[What needs to be done]
Could you please find each line in the records that contains the word "Also" and copy it?

[Data for this task]
PR #537, opened 2017-10-03
Add spec and parser for lssap for SAP rules

SteveHNH:
A new spec and mapper for the `lssap` SAP command. This provides us with better data to create rules for SAP systems.


insights/parsers/lssap.py
```diff
@@ -0,0 +1,118 @@
+
+"""
+lssap - Command
+============
```
bfahr: @SteveHNH please include a `lssap.rst` file to include this module in the documentation build.

insights/parsers/lssap.py
```diff
@@ -0,0 +1,118 @@
...
+        """list: Returns a list of instances from the Instance column."""
+        return [row["Instance"] for row in self.data if "Instance" in row]
+
+    @property
+    def sid(self):
+        """list: Returns a list of the SIDs from the SID column."""
+        return list(set(row["SID"] for row in self.data if "SID" in row))
+
+    def instance_types(self):
+        types = []
```
bfahr: Please include docstrings for this method. and the other public methods below so that they will be included in the documentation.

insights/parsers/lssap.py
```diff
@@ -0,0 +1,118 @@
...
+        hana = re.compile(r"HDB\d+")
+        ascs = re.compile(r"ASCS\d+")
+        if re.search(netweaver, instances):
+            types.append('netweaver')
+        if re.search(hana, instances):
+            types.append('hana')
+        if re.search(ascs, instances):
+            types.append('ascs')
+        else:
+            ParseException("No valid instance types found")
```
bfahr: Is it possible to determine if no valid instance types exist in `parse_content`, if so it would be better to raise the exception there, assuming no other useful data is available in that situation.  If all other data is valid then you need to document this exception so that a rule developer will understand that it will have to be caught in the rule.  We typically try to avoid this.

bfahr: Also, it doesn't look like you are testing this method directly.

insights/parsers/lssap.py
PaulWay: Also, the preferred format for the heading is e.g. 'lssap - Command ``/usr/sap/hostctrl/exe/lssap`` with a matching length of double underline :-)

insights/parsers/lssap.py
PaulWay: I agree.  I'd normally suggest computing this kind of stuff in parse_content, but you seem to do that in the LSSap parser class rather than in the SAPList class.  If it was all in one thing I'd do:
```python
        # remove lssap version and bar text from content
        clean_content = content[2:]  # There's a better way of doing this coming in parse_delimited_table...
        if len(clean_content) > 0 and "SID" in clean_content[0]:
            self.data = parse_table(clean_content, delim='|', header_split=False)
        else:
            raise ParseException("Lssap: Unable to parse {0} line(s) of content: ({1})".format(len(content), content))

        # Set attributes
        self.instances = [row["Instance"] for row in self.data if "Instance" in row]
        self.sids = list(set(row["SID"] for row in self.data if "SID" in row))
        self.instance_types = []
        if any(i.startswith('HDB') and i[3:].isdigit() for i in self.instances):
            self.instance_types.append('hana')
        if any(i.startswith('ASCS') and i[4:].isdigit() for i in self.instances):
            self.instance_types.append('ascs')
        if any(i.startswith('D') and i[1:].isdigit() for i in self.instances):
            self.instance_types.append('netweaver')
        if self.instance_types == []:
            raise ParseException("No valid instance types found")
```

But you probably  know this content and how it's going to change better than I do.

insights/parsers/tests/test_lssap.py
```diff
@@ -0,0 +1,133 @@
...
+==========================================
+  SID   Nr   Instance    SAPLOCALHOST                        Version                 DIR_EXECUTABLE
+  HA2|  16|       ASCS16|         lu0417|749, patch 10, changelist 1698137|          /usr/sap/HA2/ASCS16/exe
+""".strip()
+
+Lssap_runAll_Test = """
+ - lssap version 1.0 -
+==========================================
+  SID   Nr   Instance    SAPLOCALHOST                        Version                 DIR_EXECUTABLE
+  HA2|  16|       D16|         lu0417|749, patch 10, changelist 1698137|          /usr/sap/HA2/D16/exe
```
PaulWay: Is this really the way this output would be formatted?  Or have you constructed it by hand?  It'd be really good if we could get real data.

insights/parsers/tests/test_lssap.py
```diff
@@ -0,0 +1,133 @@
...
+                       "Version": "749, patch 10, changelist 1698137",
+                       "DIR_EXECUTABLE": "/usr/sap/HA2/D22/exe"}
+    assert sap.is_netweaver() is True
+    assert sap.is_hana() is True
+    assert sap.is_ascs() is True
+
+
+def test_fail():
+    with pytest.raises(ParseException) as excinfo:
+        lssap.Lssap(context_wrap(Lssap_BAD))
```
PaulWay: No test of which parse exception this raises here?

insights/parsers/tests/test_lssap.py
```diff
@@ -0,0 +1,133 @@
...
+        lssap.Lssap(context_wrap('test'))
+    assert "Lssap: Unable to parse 1 line(s) of content: (['test'])" in str(excinfo)
+
+    with pytest.raises(ParseException) as excinfo:
+        lssap.Lssap(context_wrap(Lssap_BAD_2))
+    assert "Lssap: Unable to parse 1 line(s) of content: (['HA2 | N16|  D16'])" in str(excinfo)
+
+    with pytest.raises(ParseException) as excinfo:
+        lssap.Lssap(context_wrap(Lssap_BAD_3))
+    assert "Lssap: Unable to parse 2 line(s) of content: (['HA2 | N16 | D16', 'HB2 | foo | bar'])" in str(excinfo)
```
PaulWay: I agree with Bob - it'd be good to have a test that parsing data which does not contain any valid instance types raises the relevant parse exception here.

insights/parsers/tests/test_lssap.py
SteveHNH: @PaulWay This is exactly how the output looks. The SAP experts I'm working with sent me doc with the data in it and expressed that this is what the output looks like. I don't have a machine for myself to test with yet.

PaulWay: I was more remarking on the odd semi-justification and names being longer and shorter - sorry to have doubted you @SteveHNH :-)

insights/parsers/lssap.py
```diff
@@ -0,0 +1,106 @@
...
+    def __init__(self, *args, **kwargs):
+        self.data = {}
+        super(Lssap, self).__init__(*args, **kwargs)
+
+    def parse_content(self, content):
+        # remove lssap version and bar text from content
+        clean_content = content[2:-1]
+        invalid_inst = []
+        if len(clean_content) > 0 and "SID" in clean_content[0]:
+            self.data = parse_table(clean_content, delim='|', header_delim=None)
```
xiangce: Since the `parse_table` is deprecated and remove by #557, better use the `parse_delimited_table` here instead.

insights/config/specs.py
```diff
@@ -198,6 +198,7 @@
     "lsmod"                     : CommandSpec("/sbin/lsmod"),
     "lspci"                     : CommandSpec("/sbin/lspci"),
     "lsof"                      : CommandSpec("/usr/sbin/lsof", large_content=True),
+    "lssap"                     : CommandSpec("/usr/sap/hostctrl/exe/lssap"),
```
xiangce: For the master branch, better add the spec to `insights/specs.py` too.

insights/parsers/lssap.py
```diff
@@ -0,0 +1,106 @@
...
+
+    Raises:
+        ParseException: Raised if any error occurs parsing the content.
+    """
+    instance_dict = {'D': 'netweaver',
+                     'HDB': 'hana',
+                     'ASCS': 'ascs'}
+
+    def __init__(self, *args, **kwargs):
+        self.data = {}
```
xiangce: `parse_table` (`parse_delimited_table`) returns a `list`, better initialize the `self.data` as a `list` correspondingly.

insights/parsers/lssap.py
```diff
@@ -0,0 +1,106 @@
...
+        clean_content = content[2:-1]
+        invalid_inst = []
+        if len(clean_content) > 0 and "SID" in clean_content[0]:
+            self.data = parse_table(clean_content, delim='|', header_delim=None)
+        else:
+            raise ParseException("Lssap: Unable to parse {0} line(s) of content: ({1})".format(len(content), content))
+
+        self.running_inst_types = [row["Instance"].rstrip('1234567890') for row in self.data if "Instance" in row]
+
+        for i in self.running_inst_types:
```
xiangce: Just like the list-comprehension used in line-69, the `for` loop at line-71 can be simplified as:

~~~
        invalid_inst = [i for i in self.running_inst_types if i not in self.instance_dict]

~~~
btw. the `.keys()` an be ignored.

insights/parsers/tests/test_lssap.py
```diff
@@ -0,0 +1,153 @@
...
+
+    with pytest.raises(ParseException) as excinfo:
+        lssap.Lssap(context_wrap(Lssap_bad_instance_TEST))
+    assert "Lssap: Invalid instance parsed in content: (['B', 'QR', 'DS']"
```
xiangce: You might miss a piece of `in str(excinfo)` in the last assert line.

insights/parsers/tests/test_lssap.py
SteveHNH: @PaulWay No worries! I got some test machines finally and the output was accruate. I did have to add a `=======` at the bottom as well, but that was the only modification .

[Response area]
bfahr: Also, it doesn't look like you are testing this method directly.
PaulWay: Also, the preferred format for the heading is e.g. 'lssap - Command ``/usr/sap/hostctrl/exe/lssap`` with a matching length of double underline :-)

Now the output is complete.